Si les temps sont particulièrement « cailloux », comme on dit chez nous, pour les retraités vivant sur le territoire national, ils le sont également pour ceux de l’extérieur qui cumulent sept mois d’arriérés de pensions et attendent réparation.
Ils espèrent que cela sera fait après que le président Ali Bongo Ondimba ait exigé que la CNSS règle les pensions des retraités qui pestent ces temps-ci et les salaires de ses agents.

Rien n’est fait pour l’heure et les victimes n’ont jamais été notifiés sur les raisons qui ont conduit à cet état de fait en dehors d’être saturés de discours faisant état de la crise que traverse l’institution. D’où la perplexité dans laquelle ils se trouvent. On ne leur en voudrait pas de penser qu’il y a comme deux poids, deux mesures. Et pourtant, rien ne leur ôte le bénéfice de la retraite, fussent-ils à l’extérieur, puisqu’ils sont tout aussi Gabonais que ceux résidant au pays.
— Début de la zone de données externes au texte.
PR #405, opened 2019-07-24
fix SyntaxError on Edge

mathroc:
when using a MutationObserver with attributesFilter on edge `attributes: true` needs to be defined (see https://stackoverflow.com/questions/50593385/mutationobserver-syntax-error-on-ie-11)

I guess `attribute: true` (without the `s`) was a typo


zbraniecki:
Thank you!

L’espoir faisant vivre, ils, ces retraités de l’extérieur espèrent rentrer dans leurs droits dans les toutes prochaines heures, rassurés qu’ils sont par le communiqué des responsables de la CNSS faisant mention du versement des pensions d’ici à la fin de la semaine. C’est la principale conséquence des injonctions du président de la République Ali Bongo Ondimba qui a, il y a peu, reçu en audience le Premier ministre Rose Christiane Ossouka Raponda qu’il a chargé de vite tout faire pour que la crise qui couve à la CNSS soit évitée. C’était également l’occasion pour le chef de l’État d’insister sur sa ferme volonté de voir s’instaurer la bonne gouvernance dans son pays. Il en va, selon lui, de la préservation de la paix sociale.